Recently, my husband and I sat down with a StrengthsFinder consultant because we simply wanted to assess what we each bring to the proverbial table. In an effort to dig a little deeper into how we are designed, the consultant asked a common question: “Do you recharge by being alone or with a group of people?”
Both of my feet are firmly planted in the alone category. I mean, I enjoy a good game night, and I wouldn’t turn down an invitation to dinner. I certainly don’t avoid crowds or new people. But there’s an invisible limit to my social intake, and once I hit it, my social capacities plummet and all I want is my couch and my Kindle.
That’s ok, I guess. No one would argue that taking time for oneself is harmful or relationally unacceptable. But hidden weaknesses exist in the undercurrent of my introversion, and of course, Jesus beautifully exposes them.
Yeah, but That’s Jesus
I was reading along in the book of Matthew when I came to the account of John, Jesus’s cousin, who was beheaded by the tyrant King Herod. And then, in almost a whisper of a verse, I saw what Jesus did in the wake of John’s death.

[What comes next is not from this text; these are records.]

PR #1203, opened 2022-02-03
DR-2353 add run reason and skip reason

tcjiang9:


src/main/java/bio/terra/service/dataset/flight/ingest/CombinedFileIngestOptionalStep.java
```diff
@@ -15,7 +16,16 @@ public boolean isEnabled(FlightContext context) {
...
     return "there are no files to ingest";
   }
+
+  @Override
+  public String getRunReason(FlightContext context) {
+    long numFiles =
+        Objects.requireNonNullElse(
+            context.getWorkingMap().get(IngestMapKeys.NUM_BULK_LOAD_FILE_MODELS, Long.class),
+            0L);
+    return numFiles + "bulk load files found to ingest";
```
nmalfroy: you need an extra space here.  I'd recommend using string format. e.g.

“When Jesus heard what had happened, he withdrew by boat privately to a solitary place. Hearing of this, the crowds followed him on foot from the towns. When Jesus landed and saw a large crowd, he had compassion on them and healed their sick” (Matt. 14:13–14 NIV).
Jesus—constantly pursued by people seeking his wisdom, seeking his hand, seeking his fame—had compassion. With the news of his cousin’s unjust murder still fresh in his grieving heart, Jesus pushed it aside and poured himself out to the masses.
“Jesus—constantly pursued by people seeking his wisdom, seeking his hand, seeking his fame—had compassion.”
His response is so counterintuitive to my default. Forget social overload. Give me one frustrating conversation with a taxi driver or a bad language learning experience, and I’m ready to call it a day.
I was talking with a friend about this, and her response was, “Well, he’s Jesus. We could never expect to be capable of a response to that level.” I latched on to that conclusion because I felt justified in my comfortable lack of relational interaction, which worked until I watched someone pull off an unthinkable level of compassion.
Our Call to Live a Life of Inconvenience
One of my colleagues in South Asia might be the busiest man I know. While living overseas with his family of five, he travels constantly and hosts continuously. I know he gets very little sleep, and he is always being asked to give information, help, and advice. After a particularly long run of this schedule, he decided to stay home to get some rest while his family joined us out for dinner.
Twenty minutes after he kicked off his shoes, his family’s maid called. Her husband had just passed away, and the financial and administrative duties of his burial fell to her. Because he was Muslim, she was racing against the clock to bury him before sundown, according to their local custom.
She called grieving, upset, and overwhelmed by all the demands forced on her as the man’s second wife. As a new follower of Jesus, she desperately needed to hear words of truth and peace from the wisest Christians she knew. My colleague slipped his shoes back on, picked up his family, and drove them to their maid’s home at 9 p.m. to support her in the midst of chaos and sorrow.
Friends, my sinful heart would have comforted her on the phone and given her a hug in the morning. I was so challenged by his example. He had the sit-this-one-out card in his back pocket, and he just chose not to play it. This is the radical love and abandonment Jesus demonstrated, and it is possible.
What a statement it would make if we realized our potential to press on rather than withdraw. To push past the tiredness and frustrations we make too much of, anyway. To ask God to make us aware of and obedient to unexpected, maybe inconvenient opportunities to serve others. To have open homes and open hands when it’s not fun and your carpets get ruined and your free time dries up.
God’s Power Is Strength in Our Weakness
I couldn’t manifest that compassion on my own, so I prayed for the desire to make myself more available. Ask and you shall receive. Almost immediately, my husband and I began hosting people overnight, sometimes three at a time. We’ve had at least one guest in our home for six hours a day, five or six days a week. I’ve made more impromptu dinners in two weeks than I have in the first six years of our marriage. Our floors are covered in dirt from the shoes of our guests, and I’ve given up on enforcing the use of coasters.
“Through your shortcomings—your lack of whatever—his power comes through in ways that you absolutely do not understand.”
And it’s been so beautiful. All of this is the complete opposite of who I am, but that’s been the best part. It’s dependent upon strength from the Lord. When he says, “My power is made perfect in weakness” (2 Cor. 12:9 NIV), he means that through your shortcomings—your lack of whatever—his power comes through in ways that you absolutely do not understand.
My journey to pour out my life hasn’t been a night-and-day transformation. I threw a tiny fit when certain dinner plans changed last week. But God gently moves me forward. He brings to mind these words penned by Hillsong a few years back, and they remind me of my purpose—our purpose—in the sharing of our lives for the sake of the kingdom.
“I’m to be filled to be emptied again. The seed I’ve received I must sow.”